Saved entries
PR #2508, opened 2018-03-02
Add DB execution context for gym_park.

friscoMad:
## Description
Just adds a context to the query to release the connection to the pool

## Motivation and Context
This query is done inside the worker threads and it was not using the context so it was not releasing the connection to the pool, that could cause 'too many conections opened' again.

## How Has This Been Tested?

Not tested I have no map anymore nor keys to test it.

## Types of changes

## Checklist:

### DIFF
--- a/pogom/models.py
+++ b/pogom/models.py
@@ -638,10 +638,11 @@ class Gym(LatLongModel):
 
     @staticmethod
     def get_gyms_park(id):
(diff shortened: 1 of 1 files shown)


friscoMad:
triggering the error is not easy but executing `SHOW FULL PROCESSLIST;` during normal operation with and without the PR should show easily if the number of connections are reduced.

**Exercise instructions**
Each line that contains the string "This" counts once; report how many such lines the entries have, giving only the number.

**Response box**
2